22. Januar 1903

Freßvereine bestehen in Nürnberg in beträchtlicher Anzahl. Ein Blick in das im Selbstverlag des Stadtmagistrats von Nürnberg herausgegebene Adreßbuch zeigt den hohen sittlichen Standpunkt, welchen einzelne von den etwa 500 in Nürnberg bestehenden Vereinen einnehmen. Hier ist der Name keineswegs "Schall und Rauch", sondern durchaus charakteristisch für seine Träger.

Außer einem Verein der Raucher, der gemüthlichen Schnupfer und einem Lügenclub finden sich folgende: Die gemüthlichen Zecher, Die feuchten Brüder, Die Unverbesserlichen, Die Fresser Nürnbergs, Fresser Steinbühl, Fresser Zipfelbauern, Freßclub Maxfeld, Freßverein Gobl, Freßverein der Protzen, Freßverein Plärrer, Freßverein Premier und Hans Sachs-Freßverein.
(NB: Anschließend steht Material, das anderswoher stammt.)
PR #106, opened 2026-04-08
Fix units for SMB being passed to Elmer/Ice and develop general functionality for unit conversion

ClemensSchannwell:
At the moment, we are passing the variable `out['SMB']` via YAC to Elmer. However, the units are in `meters per timestep`. This is not what we want as Elmer works with `meters per year`. This PR fixes this and should work for arbitrary time steps in EBFM.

Daß diese Freßvereine in einem Lande, in welchem die reichsten Leute die Brauer, der Haupthandels- und Ausfuhrartikel das Bier ist, ihren Daseinszweck, das Fressen, nicht trockenen Mundes erfüllen, ist wohl selbstredend, und so dürften die verschiedenen Freßvereine thatsächlich ebenso viele - um im Stile des Nürnberger Adressbuches zu reden - Saufvereine sein.